10 December 2117. Same day they update the 1DX. 

1/8000 is cool. i use it when I can. But does everyone understand they whole exposure takes much longer? In an exposure like 1/8000 of a second really most exposures that are faster than your flash sync speed, the shutter is a slit that travels across the film plane. At 1/8000, the slit is pretty small.


----------



## distant.star (Jan 7, 2015)

.
I use it to impress women. They really get it!!


----------



## Act444 (Jan 7, 2015)

No, but it is nice to have just in case.

I can only recall one time when I would have used it but my camera at the time topped out at 1/4000s.


----------



## ninjapeps (Jan 7, 2015)

I use it, though very, very rarely since I don't shoot outdoors in daylight all that much and almost never at faster than f4.


----------



## Mt Spokane Photography (Jan 7, 2015)

_I've never used it, or 1/4000 either. The fast shutter speeds are way down on my list of desirable features._


----------



## Random Orbits (Jan 7, 2015)

For 2013 and 2014, I've used 1/8000 0.7% of the time. Combined 1/4000 + 1/5000 + 1/8000 is about 3% of the time. I almost always shoot using Av, so I'm setting up for freezing action for subjects in the shade, and then shoot something under direct sun, the shutter speed will get up there. Most popular ISO that it happens at is 400, although it still happens quite a bit at ISO 100, especially with fast lenses.


----------



## rpt (Jan 7, 2015)

dilbert said:


> Only time I've used 1/8000 was to shoot the transit of Venus across the face of the sun. When does that happen again next?


+1
That time I had the 300D and so did not have the 1/8000 setting


----------



## candc (Jan 7, 2015)

I wish the 6d had it.if you want to shoot the 50l wide open (that's the reason you buy it) in bright daylight you have to use a nd filter.


----------



## kennephoto (Jan 7, 2015)

IglooEater said:


> I need it for stopping power in bright light even without a very wide aperture. What I mean I shot a hockey game outdoors in bright sunlight, and part of the arena was in the shade. I wanted to keep my shutters above 1000 to stop movement, my aperture as low as possible to fade out some annoying backgrounds and my ISO at 100 to keep my dynamic range up to deal with the glaring snow and black uniforms. Between 1/1000 and 1/8000 only gives 3 stops of difference and I found myself having to continually adjust my aperture to compensate for the variety of exposures needed.
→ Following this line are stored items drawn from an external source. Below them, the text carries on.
PR #3, opened 2023-09-03
Creates Initial OAPI Spec for Pacta Versions

gbdubs:
This is an intentional small PR that:

1 - deletes the old root `pacta` package
2 - creates a basic OAPI spec for pacta versions + users
3 - does some light renaming for clarity

I want to make sure this API spec looks reasonable before going forward.


openapi/user.yaml
bcspragu, line 1: You're going to want to leave this file intact, otherwise the frontend won't be able to regenerate (e.g. `npm run generate:openapi`) bindings for the user service

bcspragu (approved):

openapi/user.yaml
gbdubs: Ahh that makes sense. I was having trouble connecting those together. THanks!

cmd/server/main.go
```diff
@@ -13,7 +13,7 @@ import (
 	"github.com/RMI/pacta/cmd/server/pactasrv"
 	"github.com/RMI/pacta/db/sqldb"
 	"github.com/RMI/pacta/keyutil"
-	"github.com/RMI/pacta/openapi/pacta"
+	oapipacta "github.com/RMI/pacta/openapi/pacta"
```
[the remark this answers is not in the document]
gbdubs: I initially got those confused, which is why I like the rename here. If we're going to have a generic package name, it should probably be used consistently for the same thing.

I found myself wishing for 1/16000 second exposure that day. I'm sure a better photographer could have found a better solution but that's just my 2 cents



Buy an old canon 1d classic, I have one and it can shoot at 1/16,000 of a second. Not my photo but an example of 1/16,000!

http://commons.m.wikimedia.org/wiki/File:US_Navy_030721-N-0000S-023_The_destroyer_USS_Thorn_(DD_988)_fires_her_aft_MK_45_5-inch-54_caliber_lightweight_gun_mount_during_Sink_Exercise_(SINKEX)_2003_off_the_coast_of_Virginia.jpg


----------



## eli452 (Jan 7, 2015)

Do not recall using 1/8000 but the mechanism that can take that has better build quality (I hope).


----------



## Marsu42 (Jan 7, 2015)

candc said:


> I wish the 6d had it.if you want to shoot the 50l wide open (that's the reason you buy it) in bright daylight you have to use a nd filter.



But then again, just having one stop faster shutter wouldn't save you and you'd have to use a nd filter anyway?


----------



## Maximilian (Jan 7, 2015)

I didn't do any research through my pic data, but...

I use speeds up to 1/2000 very often and up to 1/4000 sometimes. 
I cannot recall if and how often I've used speeds higher than 1/4000. 
But it's nice to have that as a reserve, e.g. bright light, fast action (insects, etc.).

So I voted for that.


----------



## streestandtheatres (Jan 7, 2015)

I went for a walk recently and ended up with about a dozen photos at 1/8000. It was on the top of a mountain, very clear air and very very very bright light. The landscape shot was under cloud, and still at 1/8000. (35mm at 1.4 on a 7dii)


----------



## canon1dxman (Jan 7, 2015)

I use it quite a lot in sports shooting. One notable time was trying to get Tiger Woods full golf swing (in his prime!) Used at cricket too.


----------



## pwp (Jan 7, 2015)

Maiaibing said:


> Unrelated rant: I'd like ISO 25 and 1/500 flash sync even better.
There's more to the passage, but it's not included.